They then shift to the right - you've got a somewhat more right wing electorate, you have the fricking neo-lib bias in the media, and people are just afraid of radical change. Remember the reaction to the Clinton health care plan. He was elected with universal health care with a strong majority approving of that idea. However, the vast majority of voters already have insurance, and the same fear of losing it or seeing it get worse that was part of the support for UHC could also be exploited by the scaremongers.  And then there are the inevitable disruptions caused by change which grow with its degree. (E.g. I'd like to see the minimum wage at least double what it is now, but I don't think raising it to that level overnight would be a good idea.)  

What we need in this country is a sustained period of Democratic hegemony along with shifting the  party somewhat to the left; a difficult task which will  entail patience and plenty of frustration along the way. But I refuse to believe it's impossible, if I did I'd just try to tune out news and politics altogether. That or radicalism - but given that political freedom trumps economic justice that's going from bad to worse.  

by MarekNYC on Fri May 16th, 2008 at 04:03:13 AM EST
My observation of Obama as still right wing has several reasons.
  • in the beginning of his campaign he was attacking Clinton on her mandated health care, despite economists like Paul Krugman clearly say a mandate is necessary.
  • he has not even spoken about any welfare system, which lack is in my opinion one of the reasons for the high number of people in prison in the US.
  • he has spoken about plans to attack the housing crisis. High house prices help the banks and those who already own a house. It is not at all helpful for all others. The left thing to do about the housing crisis is clearly nothing.
  • He has promised no income tax increase for people earning less than 200,000 $, that's 97% of the population. How would he like to finance any real help for the weakest in the society, given that he has to increase the taxes for the rich alone to make the fiscal deficit sustainable?

You say the right wing wants more and more. That's outdated AFAIK. At least in Germany conservatives (like me) are mostly talking about conservation of the status quo=conservation, not change=progression. There are some issues, where conservatives want change, mainly targeting at families. I guess in the US this would count as left policy. Have you seen the CSU tax proposal Jerome had an diary about the WSJ reaction?

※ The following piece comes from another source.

PR #8731, opened 2025-01-23
reorder and categorize onnx_ops

geohotstan:
grouped the ops into similar categories much like the ones we have in `/docs/tensor/`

The people who would getting the highest benefit from it proportional to their income would have been people with an income around 50k Euro a year.

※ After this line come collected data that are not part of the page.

PR #8749, opened 2025-01-25
fix multi with no real srcs

geohot:
chenyu, i still don't fully understand what real is? i need this to fix gradient

### DIFF
--- a/test/test_multitensor.py
+++ b/test/test_multitensor.py
@@ -344,9 +344,7 @@ class TestMultiTensor(unittest.TestCase):
   # NOTE: this is failing on LLVM CI, no idea why. Works locally.
   @unittest.skipIf(CI and Device.DEFAULT in ("CUDA", "NV", "LLVM"), "slow")
   def test_data_parallel_resnet(self):
-    import sys, pathlib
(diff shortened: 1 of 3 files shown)


tinygrad/ops.py
```diff
@@ -896,15 +896,15 @@ def __init__(self, pm, ctx=None):
     self.replace: dict[UOp, UOp] = {}
   def top_down_rewrite(self, n:UOp) -> UOp:
     if (rn := self.replace.get(n)) is not None: return rn
-    new_src = tuple(map(self.top_down_rewrite, n.src))
+    new_src = tuple([self.top_down_rewrite(x) for x in n.src])
```
geohot, line 899: this was masking a stopiteration error that took me 30 min to track down

test/test_multitensor.py
```diff
@@ -899,6 +895,7 @@ def test_uneven(self):
     np.testing.assert_equal((a+a).numpy(), na+na)
     np.testing.assert_equal((b+b).numpy(), nb+nb)
 
+  @unittest.skip("why didn't this work?")
```
geohot, line 898: i don't understand why this is supposed to fail, shouldn't it just be 0?

PR #8753, opened 2025-01-26
remove Function class [pr]

geohot:


docs/developer/developer.md
```diff
@@ -9,7 +9,7 @@ There is a good [bunch of tutorials](https://mesozoic-egg.github.io/tinygrad-not
 
 ## Frontend
 
-Everything in [Tensor](../tensor/index.md) is syntactic sugar around [function.py](function.md), where the forwards and backwards passes are implemented for the different functions. There's about 25 of them, implemented using about 20 basic ops. Those basic ops go on to construct a graph of [UOps](../developer/uop.md).
```
AlexanderYastrebov, line 12: https://tinygrad.org/#faq points to the https://github.com/tinygrad/tinygrad/blob/master/tinygrad/function.py

> Is tinygrad inference only?
No! It supports full forward and backward passes with autodiff. [This](https://github.com/tinygrad/tinygrad/blob/master/tinygrad/function.py) is implemented at a level of abstraction higher than the accelerator specific code, so a tinygrad port gets you this for free.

Der Amerikaner ist die Orchidee unter den Menschen
Volker Pispers
by Martin (weiser.mensch(at)googlemail.com) on Fri May 16th, 2008 at 08:34:23 AM EST
[ Parent ]
If you're going to suggest that the neo-libs are the natural enemies of the conservatives, you may have a point.

The neo-libs are the natural enemies of everyone. It's unfortunate that they've hidden themselves so well that more people don't realise this.

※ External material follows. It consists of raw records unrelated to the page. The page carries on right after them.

PR #8756, opened 2025-01-26
FSDP in (New!) Tinygrad [WIP]

KhanerX:
With new differentiable multi UOp, Model parallel is supported out of the box, by sharding optimizer parameters.

I will look into 3D parallelism, that lets you shard both model (optimizer) and data, it currently OOM I think because it realizes one of expanded intermediaries.

This first commit trains GPT2-large on two 8GB cards, would OOM without model parallelism.


KhanerX:
I've found the Issue with sharding both model and data. it's in Embedding layer, it boils down to:
```python
from tinygrad import Tensor, nn

B, T = 4, 64
vocab_size = 50000
embed_dim = 1024

GPUS = ("CLANG", "CUDA")

x = Tensor.randint((B, T), low=0, high=vocab_size).shard_(GPUS, axis=0).realize()
emb = Tensor.randn((vocab_size, embed_dim)).shard_(GPUS, axis=1).realize()

big_shape = x.shape+emb.shape

emb = emb.expand(big_shape)
x = x.reshape(x.shape+(1, 1)).expand(big_shape)

x.mul(emb).sum(-2).realize()
```

This OOMs by trying to allocate a 26 GB buffer, for the following kernel:

```cuda
//E_16_800000_8_16_4

extern "C" __global__ void __launch_bounds__(128) E_16_800000_8_16_4(float* data0, int* data1) {
  int gidx0 = blockIdx.x; /* 800000 */
  int gidx1 = blockIdx.y; /* 16 */
  int lidx1 = threadIdx.y; /* 16 */
  int val0 = *(data1+(lidx0+(gidx1<<3)));
  float cast0 = ((float)(val0));
  long alu0 = (((long)((lidx1<<2)))+((long)((lidx0*51200000)))+((long)((gidx0<<6)))+(((long)(gidx1))*409600000ll));
  *(data0+alu0) = cast0;
  *(data0+(alu0+1ll)) = cast0;
  *(data0+(alu0+2ll)) = cast0;
  *(data0+(alu0+3ll)) = cast0;
}
```


I have looked at it in VIZ, I think the issue is COPY after EXPAND
image

I couldn't work out how to prevent this, however I think it has something to do with how we choose the shared axis in Multi ALU. particularly this line:

`python  # NOTE: they all have to share an axis, we always choose [-1]
  axis, bounds = axes[-1] if len(axes := dedup([(x.axis, x.bounds) for x in msrcs if x.axis is not None])) else (None, None)`
  
The reason for my guess is, when you change the last line of my script to `emb.mul(x).sum(-2).realize()` (reversing the order of msrcs in alu), it doesn't OOM. the difference can be seen in following get_multi_map_3 rewrites:

**When x.mul(emb) (OOM):**
image
notice expand and cast before copy, and notice the multi before reduce_axis has axis=3 which belongs to emb

**When emb.mul(x) (OK):**
image

I'm kinda stuck here, I appreciate any pointers to what I'm missing or should be looking into. thanks.

geohot:
Hmm yea, the copy shouldn't be after expand. I locked the bounty for you if you are still interested. See #9051 for the direction to fix this.

chenyuxyz:
still active?

KhanerX:
@chenyuxyz yeah I was waiting for cast_before_view, now it's merged and I'm continuing work, will update soon.

Qazalin:
@KhanerX I'd start by writing minimum failing tests for the behavior you want.
It's easy to add reordering rules to the scheduler `sym` now. CAST_BEFORE_VIEW is an example, there's much more to optimize in when we realize expands.

KhanerX:
COPY after expand in Multi-GPU only happens in 1 case:
ALU on two MULTI with different axis, where the source that ends up being copied is a result of an ALU, which copy can't move before it later on:
```python
a = Tensor.empty(1, 16).shard_(GPUS, axis=1).realize()
b = Tensor.empty(16, 16).to_(GPUS).realize()
c = Tensor.empty(16, 16).shard_(GPUS, axis=0).realize()
((a+b)*c).realize()
```
image


There are two ways to fix this. 
1. Add a rewrite rule to re-order copy (move before ADD in this case), after multi_pm
2. Before multi_pm, gather the parameters of the tensor that so that its MLB has axis=None, which doesn't produce the problematic COPYs in the first place.
so this:
image

becomes this:
image

I think 2 is the correct solution, so my plan is:

- [ ] Add an argument to MULTI, that tells whether or not this MULTI should be gathered before any compute (We set it to true for model parameters in FSDP)
- [ ] Write a rewrite rule to do the all_gather for these before multi_pm
- [ ] For each FSDP unit(e.g each layer) , realize the forward and backward pass, and Deallocate the buffers.

Qazalin:
We tend to not prefer changing UOp specs unless there is no other path.
I think 1 is the right solution.

chenyuxyz:
stale, i unlocked the bounty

by ThatBritGuy (thatbritguy (at) googlemail.com) on Fri May 16th, 2008 at 09:18:05 AM EST
[ Parent ]
He was attacking Clinton on her mandated health care because her "plan" basically consisted of passing a law saying that everyone must buy insurance. It wasn't universal health care, it was highway robbery. His statements on the housing crisis that I remember were mostly about mortgage relief; helping people who'd been trapped into predatory mortgages. Since this group has a hefty proportion of poor blacks... As for the last point... What exactly is the problem here? He's proposing to increase taxes on the rich, who currently pay less than anyone else.
by Egarwaen on Fri May 16th, 2008 at 12:14:18 PM EST
[ Parent ]
So the right answer to Clinton would have been extending the proposal, not come up with something which will still leave a lot of people uninsured.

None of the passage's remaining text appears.